The teachers I had in university were the first researchers in computer science I had met and I always flooded them with questions about their job and ended up catching the attention of a researcher who challenged me with exercises on Turing machines. At the end of my second year I had to do an internship. I remember creating a post on “Le site du zéro” (a French forum about programming) asking where I could find an internship related to my interests. I did not really realize how unusual it was but I actually did receive an answer from a PhD student at Inria Paris who suggested we meet. And that’s how I ended up with an internship on the formalization in Coq of the security guarantees in the compilation of an imperative language.
Digging until bedrock
Since I had excellent results in my 2-year technical degree, I was expected to go to an excellent engineering school but I chose to go to the third year of “licence informatique” in the Paris Diderot University which was holding one of the most important research teams on the Curry-Howard correspondence. There was also an elite master’s degree called “MPRI” and Jérémy told me that I had to go there to follow my interests.
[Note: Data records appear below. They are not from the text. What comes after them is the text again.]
PR #744, opened 2019-10-07
refactor: remove click exceptions from Renku core

mohammad-sdsc:

# Description

Removes all uses of Click exception in `reknu.core`.

Fixes https://github.com/SwissDataScienceCenter/renku-python/issues/720

## Type of change

- [x Breaking change (fix or feature that would cause existing functionality to not work as expected)

## Checklist


tests/cli/test_datasets.py
```diff
@@ -417,7 +417,7 @@ def test_relative_git_import_to_dataset(tmpdir, runner, project, client):
         ],
         catch_exceptions=True,
     )
-    assert 2 == result.exit_code
+    assert 1 == result.exit_code
```
jsam: Exit code 2 represents user miss-use which is the guidance which we tried to follow. Why changing it here now? Do we want to migrate all user miss-use errors to general errors?

renku/core/errors.py
```diff
@@ -72,15 +76,30 @@ def return_or_raise(cls, response, expected_status_code):
         raise cls(response)
 
 
+class BadParameter(RenkuException):
```
jsam: There is a `click.BadParameter` exception as well which might lead to confusion. To enhance readability I would recommend that we come up with a better name? Maybe `InvalidParameter`?

renku/cli/exception_handler.py
```diff
@@ -59,6 +59,8 @@
 
 import click
 
+from renku.core.errors import RenkuException
+
 _BUG = click.style(
     'Ahhhhhhhh! You have found a bug. 🐞\n\n',
```
jsam: Should we also update the message to factor in the feedback we received in Bern? Some humble message which is not mocking @ciyer would do the trick (we can also open a ticket for that).

mohammad-sdsc: I think it deserves to have its own story.

renku/core/errors.py
mohammad-sdsc: I've changed to `ParameterError`.

tests/cli/test_datasets.py
mohammad-sdsc: Didn't know about this. Good point! I reverted back all these to return 2.

renku/core/errors.py
Panaetius: Do we even need our own exception for this? It seems the builtin `ValueError` has pretty much the same semantics.

mohammad-sdsc: It helps to give a better feedback to user, so, I would prefer to keep it.

Issue #763, opened 2019-10-20
add `dataset update` to the docs


rokroskar:
We should add information about `renku dataset update` to the [renku-python docs](https://renku-python.readthedocs.io/en/latest/commands.html#module-renku.cli.dataset).

PR #766, opened 2019-10-22
doc: added docs for dataset update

During our exchanges, Jérémy often joked about a man called Jean-Yves Girard. He told me that his Blind Spot “course on logic” wasn’t a standard course on logic and that he couldn’t recommend it to me. That’s precisely why I searched for it in libraries and started to read it. And that’s how I ended up in an unpaid research internship on the simulation of the PCF language into the proof-nets of linear logic (I didn’t really understand what it was about but I explicitly wanted to work on linear logic).
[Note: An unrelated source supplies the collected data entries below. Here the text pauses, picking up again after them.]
Issue #730, opened 2019-10-03
Enable local project configuration


rokroskar:
In certain cases we need to add project-specific configurations that get persisted in the repository (i.e. are not part of the git configuration). We already have a configuration handler but at the moment this combines the global and user-specific config (outside the repository) and the git config. We should extend this handler to allow also project-specific settings that supersede any global or user settings. 

Example use-case is setting a default path for the interactive session launch or graph-specific settings (see https://github.com/SwissDataScienceCenter/renku-python/pull/701#discussion_r331387367)

PR #777, opened 2019-10-29
730 local project configuration

mohammad-sdsc:

# Description

This PR adds local project configuration for Renku project. Local configurations are stored in `.renku/renku.ini` which is committed when there are some changes. When reading configuration, values in local configuration takes precedence over those in global configuration. To read only local or global configuration use `--local` or `--global` flags. When storing configuration, all changes are written into the local configuration unless `--global` flag is passed.

Fixes https://github.com/SwissDataScienceCenter/renku-python/issues/730

## Type of change

## Checklist


renku/cli/config.py
```diff
@@ -46,13 +53,19 @@
 @click.command()
 @click.argument('key', required=True)
 @click.argument('value', required=False, default=None)
+@click.option(
+    '--local',
```
rokroskar: If local is the default, does it need a flag? Just to be explicit/more readable?

mohammad-sdsc: local is the default for storing. When reading, local and global are both read and keys in local override similar keys in global. `--local` in used only to limit the read to local config.

This is something I copied from Git. If this is confusing I can remove it.

renku/cli/config.py
```diff
@@ -46,13 +53,19 @@
...
+    is_flag=True,
+    help='Read from local configuration only.'
+)
 @click.option(
     '--global',
-    'is_global',
+    'global_only',
     is_flag=True,
-    help='Store to global configuration.'
+    help='Read/store from/to global configuration only.'
```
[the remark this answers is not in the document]
mohammad-sdsc: No. For the same reason as described below, local and global act differently.

renku/core/commands/client.py
```diff
@@ -45,6 +45,7 @@ def pass_local_client(
     commit_only=None,
     ignore_std_streams=True,
     allow_empty=True,
+    do_not_commit_if_empty=False,
```
jsam: Shouldn't this be defaulted to `True`? How do `allow_empty` and `do_not_commit_if_empty` differ?

renku/core/management/config.py
```diff
@@ -35,97 +35,127 @@ def print_app_config_path(ctx, param, value):
...
         return
-    click.echo(ConfigManagerMixin().config_path)
+    click.echo(ConfigManagerMixin().global_config_path)
     ctx.exit()
 
 
-def default_config_dir():
-    """Return default config directory."""
+def global_config_dir():
+    """Return User's config directory."""
```
jsam:
```suggestion
    """Return user's config directory."""
```

renku/core/management/config.py
```diff
@@ -35,97 +35,127 @@ def print_app_config_path(ctx, param, value):
...
 
             if not config[section].keys():
                 config.pop(section)
 
-        config = self.store_config(config)
-        return config
+            self.store_config(config, global_only=global_only)
+
+
+class _GlobalConfigLock:
```
jsam: The convention in the repository to achieve this is usually by using context managers.

mohammad-sdsc: This is a context manager but I moved it to a different class. Do you mean a context manager in the same class (i.e. LocalClient)?

renku/core/commands/client.py
mohammad-sdsc: `allow_empty` raises an exception when it is `False` (and. nothing to commit) while `do_not_commit_if_empty` just returns with no exception. Both of these are used so I kept them. I'll rename them to `commit_empty` and `raise_if_empty` (which is considered when `commit_empty` is false) to make it a bit more clear.

renku/cli/config.py
rokroskar: No it's fine, I realized what the point was after I started playing with it. But it's only useful if we also show the configuration, e.g. `renku config` without arguments would show you the combined configurations and `renku config --local` only the options you have set for the current project.

renku/core/management/config.py
jsam: This [way](https://docs.python.org/3/library/contextlib.html#contextlib.contextmanager) is used in the repo. Also, we should write the handling of the lock files in the similar way which exists already in the [repo](https://github.com/SwissDataScienceCenter/renku-python/blob/master/renku/core/management/repository.py#L115).

mohammad-sdsc: That was way cleaner :sweat_smile:

renku/cli/config.py
mohammad-sdsc: Done.

mohammad-sdsc:
> Looks nice, thanks! I tested the functionality, seems to work as advertised.
> 
> I am wishing for two things:
> 
> 1. some way to remove a configuration setting. This would be especially nice if I set some local option that also has a global default and I then want to resort back to the default.
> 2. display/list the options
> 
> If these two requests seem too far out of scope of this PR, we can make new issues for them.

I've added both of these. With `--remove` option you can remove a value from either local or global config. `renku config` shows all the configuration and you limit its scope to local or global config.

mohammad-sdsc:
I've removed the `--config` flags from `renku` command-line. It was supposed to override the config file location (either itself or by reading `RENKU_CONFIG` env var) but in reality it won't do that. I'll create an issue to re-add this option in future.

rokroskar:
> `renku config` shows all the configuration and you limit its scope to local or global config.

Testing the latest changes and I was looking at what happens if I define the same option in the global and local configuration. Then `renku config` (without flags) uses the precedence of the local config and shows me only the local option. Is this intended? The functionality makes sense to me (i.e. `renku config` shows me what the configuration would be taken into account if I ran some command right now) but it's not what your comment says.

mohammad-sdsc:
> > `renku config` shows all the configuration and you limit its scope to local or global config.
> 
> Testing the latest changes and I was looking at what happens if I define the same option in the global and local configuration. Then `renku config` (without flags) uses the precedence of the local config and shows me only the local option. Is this intended? The functionality makes sense to me (i.e. `renku config` shows me what the configuration would be taken into account if I ran some command right now) but it's not what your comment says (or at least not how I understand it).

A `can` was missing from my comment: `... you can limit ...`. You can do that by using `--local` or `--global` (e.g. `renku config --global` shows the global config only).

rokroskar:
I was more referring to

> shows all the configuration 

do you mean that it shows the combined configuration?

mohammad-sdsc:
Yes. It shows the combined configuration.

renku/cli/config.py
```diff
@@ -27,32 +27,79 @@
...
 @click.command()
-@click.argument('key', required=True)
+@click.argument('key', required=False, default=None)
 @click.argument('value', required=False, default=None)
+@click.option('--remove', is_flag=True, help='Remove specified key.')
+@click.option(
+    '--local',
+    'local_only',
+    is_flag=True,
+    help='Read from local configuration only.'
```
rokroskar: just a nitpick here, but perhaps this should use the same wording as below for the global option? i.e. `Read/store from/to local configuration only.`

From there, it was mostly about climbing the ladder to understand what was at the end of all of that and find what was the most advanced understanding of the relation between logic and computation. And I believed that Girard had it and that I just had to understand everything from him step by step. That’s how I started a research work on Girard’s geometry of interaction in my first year of master and on Girard’s transcendental syntax in my second year (at MPRI, that Jérémy recommended to me). Then, Thomas Seiller gave me the opportunity to start an unusual PhD thesis on Girard’s transcendental syntax: a demanding work with very few references but an ambitious project touching everything in logic and computer science, questioning what logic is truly about.
It’s not the end
Without noticing, I entered a world in which I didn’t fit by pursuing something greater than me, which seemed to explain simple things that were literally omnipresent and ordinary in our existence. But what I describe as a spiritual experience may be mere voyeurism. I wanted to see logic naked. And I believe I could see it. But it became part of a big and out-of-reach landscape.
Now, I’m no longer in academia. There’s no next step I can just follow and that already exists somewhere. Actually, I didn’t think being in academia would allow me to see what I wanted. I had to see something else, something different. But that probably doesn’t make me a logician anymore.
Nonetheless, the wish to unfold the nature of logic and computation hasn’t faded. But the path is completely fogged. What to look for? What to look at? What more is there to say? What more is there to see? How can I see more? One thing I’m sure of: it won’t be the work of a single man.